▸ EXERCISE BRIEF:
Transcribe word for word the lines below from the line with "PR #4731, opened 2026-05-23" through the line with "### 2. Query", ends included.

▸ RAW DATA:

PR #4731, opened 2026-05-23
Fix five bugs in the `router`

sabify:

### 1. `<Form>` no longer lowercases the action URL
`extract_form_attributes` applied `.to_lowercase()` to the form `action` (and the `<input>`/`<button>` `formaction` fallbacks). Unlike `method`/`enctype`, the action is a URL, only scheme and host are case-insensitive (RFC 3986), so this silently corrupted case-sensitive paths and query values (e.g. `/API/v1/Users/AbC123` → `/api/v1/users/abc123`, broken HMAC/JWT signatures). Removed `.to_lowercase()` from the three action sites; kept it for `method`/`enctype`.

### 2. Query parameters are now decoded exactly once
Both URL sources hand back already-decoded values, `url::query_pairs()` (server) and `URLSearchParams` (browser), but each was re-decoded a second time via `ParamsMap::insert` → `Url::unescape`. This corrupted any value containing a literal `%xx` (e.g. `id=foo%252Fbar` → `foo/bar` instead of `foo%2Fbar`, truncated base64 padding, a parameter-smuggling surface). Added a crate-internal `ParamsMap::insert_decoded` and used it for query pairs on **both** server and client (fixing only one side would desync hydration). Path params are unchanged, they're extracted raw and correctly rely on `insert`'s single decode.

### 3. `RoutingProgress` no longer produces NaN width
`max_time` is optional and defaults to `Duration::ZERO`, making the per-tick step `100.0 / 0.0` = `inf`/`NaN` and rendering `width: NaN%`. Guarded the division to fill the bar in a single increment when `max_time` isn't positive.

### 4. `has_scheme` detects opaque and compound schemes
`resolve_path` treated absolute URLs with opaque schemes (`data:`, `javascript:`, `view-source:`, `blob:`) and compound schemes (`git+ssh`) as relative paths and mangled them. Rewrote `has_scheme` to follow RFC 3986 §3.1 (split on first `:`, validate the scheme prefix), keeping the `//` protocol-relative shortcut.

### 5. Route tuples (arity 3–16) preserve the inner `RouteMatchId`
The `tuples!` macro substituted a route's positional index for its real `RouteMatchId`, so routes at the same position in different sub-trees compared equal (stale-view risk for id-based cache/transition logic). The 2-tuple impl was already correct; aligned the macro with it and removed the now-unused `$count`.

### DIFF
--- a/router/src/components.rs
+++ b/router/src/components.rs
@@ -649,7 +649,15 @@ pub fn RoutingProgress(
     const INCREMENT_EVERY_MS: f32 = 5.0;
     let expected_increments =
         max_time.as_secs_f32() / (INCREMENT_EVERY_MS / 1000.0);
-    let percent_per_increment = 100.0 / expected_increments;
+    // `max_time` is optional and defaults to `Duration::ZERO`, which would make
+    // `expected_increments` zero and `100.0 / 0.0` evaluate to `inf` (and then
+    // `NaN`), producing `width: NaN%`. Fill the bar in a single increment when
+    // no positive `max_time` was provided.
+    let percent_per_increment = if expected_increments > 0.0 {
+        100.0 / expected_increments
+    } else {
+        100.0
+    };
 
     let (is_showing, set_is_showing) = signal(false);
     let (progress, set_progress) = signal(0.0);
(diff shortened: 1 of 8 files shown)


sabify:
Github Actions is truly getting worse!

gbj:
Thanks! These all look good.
--
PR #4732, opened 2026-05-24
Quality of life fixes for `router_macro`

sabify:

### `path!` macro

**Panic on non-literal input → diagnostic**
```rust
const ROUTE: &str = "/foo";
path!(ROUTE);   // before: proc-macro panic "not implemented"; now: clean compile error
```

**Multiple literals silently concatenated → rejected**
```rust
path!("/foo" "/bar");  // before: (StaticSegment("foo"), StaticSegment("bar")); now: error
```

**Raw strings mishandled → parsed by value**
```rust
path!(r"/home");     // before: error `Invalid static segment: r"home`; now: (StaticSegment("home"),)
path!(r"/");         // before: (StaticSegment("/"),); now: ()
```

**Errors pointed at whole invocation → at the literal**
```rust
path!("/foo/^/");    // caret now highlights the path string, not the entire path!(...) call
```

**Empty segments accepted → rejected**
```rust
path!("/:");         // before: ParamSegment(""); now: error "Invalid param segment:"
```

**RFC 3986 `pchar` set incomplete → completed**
--
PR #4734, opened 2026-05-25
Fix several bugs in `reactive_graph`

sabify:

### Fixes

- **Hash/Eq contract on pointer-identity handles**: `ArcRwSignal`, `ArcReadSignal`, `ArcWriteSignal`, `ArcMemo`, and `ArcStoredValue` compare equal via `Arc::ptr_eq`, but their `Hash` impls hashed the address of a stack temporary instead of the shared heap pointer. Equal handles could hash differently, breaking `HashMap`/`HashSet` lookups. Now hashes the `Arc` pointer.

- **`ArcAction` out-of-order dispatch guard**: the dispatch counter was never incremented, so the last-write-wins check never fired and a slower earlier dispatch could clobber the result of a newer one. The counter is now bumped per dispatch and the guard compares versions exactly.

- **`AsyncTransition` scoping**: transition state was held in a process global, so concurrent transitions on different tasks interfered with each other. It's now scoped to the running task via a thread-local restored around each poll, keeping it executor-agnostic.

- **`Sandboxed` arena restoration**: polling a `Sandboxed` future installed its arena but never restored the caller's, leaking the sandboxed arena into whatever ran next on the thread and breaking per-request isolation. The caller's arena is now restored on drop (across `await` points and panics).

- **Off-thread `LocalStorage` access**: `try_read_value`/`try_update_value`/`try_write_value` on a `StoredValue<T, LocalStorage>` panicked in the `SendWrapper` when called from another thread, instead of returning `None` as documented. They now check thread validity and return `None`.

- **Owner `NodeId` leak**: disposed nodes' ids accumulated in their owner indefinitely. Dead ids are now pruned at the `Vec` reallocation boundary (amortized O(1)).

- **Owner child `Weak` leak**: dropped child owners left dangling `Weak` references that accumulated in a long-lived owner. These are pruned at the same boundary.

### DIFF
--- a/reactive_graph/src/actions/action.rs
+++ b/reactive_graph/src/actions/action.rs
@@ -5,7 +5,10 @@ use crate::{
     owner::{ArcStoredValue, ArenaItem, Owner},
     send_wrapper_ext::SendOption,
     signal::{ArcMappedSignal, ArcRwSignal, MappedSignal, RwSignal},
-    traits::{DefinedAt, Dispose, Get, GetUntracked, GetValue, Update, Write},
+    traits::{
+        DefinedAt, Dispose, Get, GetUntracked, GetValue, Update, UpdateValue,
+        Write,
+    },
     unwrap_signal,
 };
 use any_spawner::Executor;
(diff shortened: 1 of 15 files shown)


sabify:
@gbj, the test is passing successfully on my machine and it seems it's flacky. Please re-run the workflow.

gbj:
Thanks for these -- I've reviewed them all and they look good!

▸ COMPLETED EXERCISE:
PR #4731, opened 2026-05-23
Fix five bugs in the `router`

sabify:

### 1. `<Form>` no longer lowercases the action URL
`extract_form_attributes` applied `.to_lowercase()` to the form `action` (and the `<input>`/`<button>` `formaction` fallbacks). Unlike `method`/`enctype`, the action is a URL, only scheme and host are case-insensitive (RFC 3986), so this silently corrupted case-sensitive paths and query values (e.g. `/API/v1/Users/AbC123` → `/api/v1/users/abc123`, broken HMAC/JWT signatures). Removed `.to_lowercase()` from the three action sites; kept it for `method`/`enctype`.

### 2. Query parameters are now decoded exactly once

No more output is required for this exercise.